- Directed by: Bruno Corbucci
- Screenplay by: Giorgio Cavedon; Mario Amendola; Elisabeth Forster;
- Story by: Giorgio Cavedon; Mario Amendola; Elisabeth Forster;
- Based on: Isabella, duchessa dei diavoli
- Starring: Brigitte Skay
- Cinematography: Fausto Zuccoli
- Edited by: Luciano Anconetani
- Music by: Sante Romitelli
- Production companies: I.N.D.I.E.F.; Cinesecolo; Houwer-Film, Film- und Fernsehproduktion;
- Release date: 1969 (Italy);
- Running time: 93 minutes
- Countries: Italy; West Germany;

= Ms. Stiletto =

1978 Italian adventure film

Ms. Stiletto (Isabella, duchessa dei diavoli), is a 1969 historical adventure film, directed by Bruno Corbucci. The setting is the Kingdom of France in the early 17th century, while Louis XIII is still underage. An Alsatian baron kills the family of a Duke and claims their Château for himself. The Duke's daughter is rescued by a gypsy tribal leader. Several years later, the girl has become a teenager and seeks revenge.

==Plot==
Early 17th century, France. Eric von Nutter, a greedy Alsatian baron raids Duke de Frissac's family estate Château Salins and kills his entire family except Isabella, his little daughter. Isabella is saved by Melicour, the head of a gypsy tribe nicknamed The Devils.

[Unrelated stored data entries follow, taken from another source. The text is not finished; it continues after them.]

PR #14348, opened 2022-08-15
embed: add integration test for distributed tracing

### LINKED ISSUE #13814: Add integration test for etcd tracing
We can follow the same way as Kubernetes did in [pull/103234](https://github.com/kubernetes/kubernetes/pull/103234). 

It's also the prerequisite to graduate/stable the experimental tracing flags. [12460](https://github.com/etcd-io/etcd/issues/12460)

VinozzZ:
To verify distributed tracing feature is correctly setup, this PR adds
an integration test for this feature.
In the process of writing the test, I discovered a goroutine leak due to
the TraceProvider not being closed. This PR fixs this issue as well

Closes #13814

### DIFF
--- a/server/embed/config_tracing.go
+++ b/server/embed/config_tracing.go
@@ -40,13 +40,19 @@ func validateTracingConfig(samplingRate int) error {
 	return nil
 }
 
-func setupTracingExporter(ctx context.Context, cfg *Config) (exporter tracesdk.SpanExporter, options []otelgrpc.Option, err error) {
-	exporter, err = otlptracegrpc.New(ctx,
+type tracingExporter struct {
+	exporter tracesdk.SpanExporter
+	opts     []otelgrpc.Option
+	shutdown func(ctx context.Context)
+}
+
+func newTracingExporter(ctx context.Context, cfg *Config) (*tracingExporter, error) {
+	exporter, err := otlptracegrpc.New(ctx,
 		otlptracegrpc.WithInsecure(),
 		otlptracegrpc.WithEndpoint(cfg.ExperimentalDistributedTracingAddress),
 	)
 	if err != nil {
-		return nil, nil, err
+		return nil, err
 	}
 
 	res, err := resource.New(ctx,
@@ -55,7 +61,7 @@ func setupTracingExporter(ctx context.Context, cfg *Config) (exporter tracesdk.S
 		),
 	)
 	if err != nil {
-		return nil, nil, err
+		return nil, err
 	}
 
 	if resWithIDKey := determineResourceWithIDKey(cfg.ExperimentalDistributedTracingServiceInstanceID); resWithIDKey != nil {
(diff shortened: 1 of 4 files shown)


server/embed/config_tracing.go
```diff
@@ -40,13 +40,19 @@ func validateTracingConfig(samplingRate int) error {
 	return nil
 }
 
-func setupTracingExporter(ctx context.Context, cfg *Config) (exporter tracesdk.SpanExporter, options []otelgrpc.Option, err error) {
-	exporter, err = otlptracegrpc.New(ctx,
+type tracingExporter struct {
+	exporter tracesdk.SpanExporter
+	opts     []otelgrpc.Option
+	shutdown func(ctx context.Context)
```
ahrtr, line 46: The name `shutdown` is a little strange to me, if `tracingExporter` knows what it should do on close, why not to get the `traceProvider` added to the struct directly? Two choice:
1. Add the `traceProvider` into the struct directly, and call `te.traceProvider.Shutdown(ctx)` directly on Close. 
2. Rename to `cleanup` so that the logic is agnostic to `tracingExporter`, instead it's just doing the cleanup task it's told.

server/embed/etcd.go
```diff
@@ -227,15 +227,14 @@ func StartEtcd(inCfg *Config) (e *Etcd, err error) {
 
 	if srvcfg.ExperimentalEnableDistributedTracing {
 		tctx := context.Background()
-		tracingExporter, opts, err := setupTracingExporter(tctx, cfg)
+		tracingExporter, err := newTracingExporter(tctx, cfg)
 		if err != nil {
 			return e, err
 		}
-		if tracingExporter == nil || len(opts) == 0 {
-			return e, fmt.Errorf("error setting up distributed tracing")
```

Years later, Isabella is a beautiful and courageous teenage girl. By chance, she encounters François de Bassompierre and gets the opportunity to reclaim her title but Château Salins is now possessed by Von Nutter. France is going through political instability under the child king Louis XIII and needs support from German princes. Therefore, Isabella is barred from possession of Château Salins by the Louvre and a young viscount, Gilbert de Villancourt is assigned as a guardian to her. However, following a failed assassination attempt by a minion of Von Nutter, Isabella vows to avenge her family and take Château Salins back.

==Background==
Ms. Stiletto is an adaptation of the fumetto Isabella, duchessa dei diavoli, a comic book series by Renzo Barbieri, who created the character of Isabella, and Giorgio Cavedon, who wrote the stories. The comic series became popular in Italy and was Italy's first openly erotic comic strip.

The film was part of a minor trend of comic strip adaptations that emphasised mild sado-masochism and late 1960s fetish gear, which started with Danger: Diabolik and Barbarella.

==Release==
Ms. Stiletto was released in Italy in 1969. The film was released on home video in the United States under the title Ms. Stiletto in the mid 1980s. As of 2016, the film is only available in the United States through a VHS tape from the Force Video label. Italian film historian and critic described this tape as "badly cropped VHS" that is "sold at a very high price among collectors."